:: Problem details ::
What is needed is each line of the data below that holds the string "videos".

:: Material shown ::
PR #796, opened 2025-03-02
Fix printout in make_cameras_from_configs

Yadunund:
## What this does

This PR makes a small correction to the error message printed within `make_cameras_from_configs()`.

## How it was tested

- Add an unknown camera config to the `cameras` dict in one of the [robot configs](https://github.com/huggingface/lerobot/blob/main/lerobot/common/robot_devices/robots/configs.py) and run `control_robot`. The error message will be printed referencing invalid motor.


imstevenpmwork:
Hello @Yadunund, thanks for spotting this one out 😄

--

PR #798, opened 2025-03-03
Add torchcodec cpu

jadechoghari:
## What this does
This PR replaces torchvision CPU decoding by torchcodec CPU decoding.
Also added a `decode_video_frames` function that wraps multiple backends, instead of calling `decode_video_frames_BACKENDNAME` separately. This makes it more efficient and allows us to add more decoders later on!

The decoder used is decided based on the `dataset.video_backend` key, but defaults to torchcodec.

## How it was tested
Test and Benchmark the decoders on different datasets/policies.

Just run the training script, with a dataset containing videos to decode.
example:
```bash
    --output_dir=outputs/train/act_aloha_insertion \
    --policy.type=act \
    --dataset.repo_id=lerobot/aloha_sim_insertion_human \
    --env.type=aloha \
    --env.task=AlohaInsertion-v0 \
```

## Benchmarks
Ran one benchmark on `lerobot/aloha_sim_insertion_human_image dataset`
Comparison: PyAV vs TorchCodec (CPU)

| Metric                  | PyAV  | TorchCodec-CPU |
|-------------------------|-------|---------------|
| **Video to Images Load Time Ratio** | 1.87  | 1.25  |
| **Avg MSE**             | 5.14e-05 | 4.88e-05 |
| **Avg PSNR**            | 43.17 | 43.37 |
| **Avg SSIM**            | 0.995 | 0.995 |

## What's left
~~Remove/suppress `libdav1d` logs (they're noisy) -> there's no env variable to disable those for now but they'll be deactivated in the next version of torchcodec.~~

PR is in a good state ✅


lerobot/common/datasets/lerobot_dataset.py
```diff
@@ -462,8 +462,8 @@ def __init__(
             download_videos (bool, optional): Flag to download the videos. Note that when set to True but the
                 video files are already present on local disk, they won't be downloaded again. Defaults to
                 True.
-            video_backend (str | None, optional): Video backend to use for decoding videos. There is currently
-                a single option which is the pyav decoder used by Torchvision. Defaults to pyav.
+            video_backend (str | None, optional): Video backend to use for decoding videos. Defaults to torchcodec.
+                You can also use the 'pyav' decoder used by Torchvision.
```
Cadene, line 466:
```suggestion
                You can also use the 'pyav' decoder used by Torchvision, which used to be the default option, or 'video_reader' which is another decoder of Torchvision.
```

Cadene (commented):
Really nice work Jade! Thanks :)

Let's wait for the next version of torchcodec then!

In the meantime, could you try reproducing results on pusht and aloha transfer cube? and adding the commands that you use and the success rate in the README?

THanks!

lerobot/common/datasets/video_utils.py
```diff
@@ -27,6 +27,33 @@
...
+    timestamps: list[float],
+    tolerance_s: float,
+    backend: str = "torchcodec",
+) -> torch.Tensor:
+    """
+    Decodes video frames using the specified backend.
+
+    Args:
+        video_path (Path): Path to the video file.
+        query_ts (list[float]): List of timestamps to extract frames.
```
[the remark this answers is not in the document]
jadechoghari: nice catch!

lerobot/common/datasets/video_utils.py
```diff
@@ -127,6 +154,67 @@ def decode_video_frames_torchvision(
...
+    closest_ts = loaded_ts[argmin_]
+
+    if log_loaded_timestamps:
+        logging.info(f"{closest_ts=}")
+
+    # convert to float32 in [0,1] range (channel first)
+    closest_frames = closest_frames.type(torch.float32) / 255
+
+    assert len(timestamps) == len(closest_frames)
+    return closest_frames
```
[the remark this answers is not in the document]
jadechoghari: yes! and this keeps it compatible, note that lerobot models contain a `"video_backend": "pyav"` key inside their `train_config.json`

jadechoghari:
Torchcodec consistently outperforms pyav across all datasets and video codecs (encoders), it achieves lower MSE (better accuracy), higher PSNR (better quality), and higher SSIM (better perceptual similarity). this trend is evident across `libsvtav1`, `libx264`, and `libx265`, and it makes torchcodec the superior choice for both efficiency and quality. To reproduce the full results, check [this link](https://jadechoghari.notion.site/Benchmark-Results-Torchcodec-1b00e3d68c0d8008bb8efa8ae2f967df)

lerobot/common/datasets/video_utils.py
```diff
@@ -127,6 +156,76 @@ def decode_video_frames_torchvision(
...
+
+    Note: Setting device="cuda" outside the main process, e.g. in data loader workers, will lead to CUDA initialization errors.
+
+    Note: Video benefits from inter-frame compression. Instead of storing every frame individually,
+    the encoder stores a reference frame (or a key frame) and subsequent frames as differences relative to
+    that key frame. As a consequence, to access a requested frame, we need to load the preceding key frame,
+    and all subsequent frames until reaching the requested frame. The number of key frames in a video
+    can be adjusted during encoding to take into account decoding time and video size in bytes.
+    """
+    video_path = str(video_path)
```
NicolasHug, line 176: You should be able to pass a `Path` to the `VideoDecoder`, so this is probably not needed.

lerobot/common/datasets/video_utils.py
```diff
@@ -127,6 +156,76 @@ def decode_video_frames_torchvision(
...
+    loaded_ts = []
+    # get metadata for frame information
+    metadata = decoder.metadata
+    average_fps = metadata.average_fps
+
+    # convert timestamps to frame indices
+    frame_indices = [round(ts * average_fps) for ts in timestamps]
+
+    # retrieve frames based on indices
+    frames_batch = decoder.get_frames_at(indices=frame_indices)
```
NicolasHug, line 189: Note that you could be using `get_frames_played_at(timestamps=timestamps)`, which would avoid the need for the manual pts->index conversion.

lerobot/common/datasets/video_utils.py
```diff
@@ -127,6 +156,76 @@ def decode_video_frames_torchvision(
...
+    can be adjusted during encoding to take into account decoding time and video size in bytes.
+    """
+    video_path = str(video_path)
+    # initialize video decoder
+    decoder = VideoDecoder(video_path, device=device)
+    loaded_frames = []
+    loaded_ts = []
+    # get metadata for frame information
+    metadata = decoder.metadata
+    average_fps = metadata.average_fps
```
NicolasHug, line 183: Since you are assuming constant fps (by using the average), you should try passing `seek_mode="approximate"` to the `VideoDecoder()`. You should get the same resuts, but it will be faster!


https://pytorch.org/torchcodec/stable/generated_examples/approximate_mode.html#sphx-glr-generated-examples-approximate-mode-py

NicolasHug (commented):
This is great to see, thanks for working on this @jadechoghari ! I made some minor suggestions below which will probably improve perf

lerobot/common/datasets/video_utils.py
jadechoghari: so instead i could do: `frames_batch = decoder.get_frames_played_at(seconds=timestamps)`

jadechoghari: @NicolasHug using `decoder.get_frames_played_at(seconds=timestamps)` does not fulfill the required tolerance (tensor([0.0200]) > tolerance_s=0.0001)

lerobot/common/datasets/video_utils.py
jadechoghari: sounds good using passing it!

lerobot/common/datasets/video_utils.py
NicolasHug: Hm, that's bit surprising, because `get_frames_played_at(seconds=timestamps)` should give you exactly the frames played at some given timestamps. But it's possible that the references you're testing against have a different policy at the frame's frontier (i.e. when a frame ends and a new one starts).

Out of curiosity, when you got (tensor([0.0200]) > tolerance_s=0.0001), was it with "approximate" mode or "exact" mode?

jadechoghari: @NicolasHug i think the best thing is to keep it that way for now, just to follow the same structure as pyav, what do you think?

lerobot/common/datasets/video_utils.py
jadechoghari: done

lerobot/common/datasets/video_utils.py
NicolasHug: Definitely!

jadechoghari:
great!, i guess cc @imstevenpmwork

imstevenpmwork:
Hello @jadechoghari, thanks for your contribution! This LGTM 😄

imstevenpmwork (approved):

:: Task output ::
Just run the training script, with a dataset containing videos to decode.
             download_videos (bool, optional): Flag to download the videos. Note that when set to True but the
-            video_backend (str | None, optional): Video backend to use for decoding videos. There is currently
+            video_backend (str | None, optional): Video backend to use for decoding videos. Defaults to torchcodec.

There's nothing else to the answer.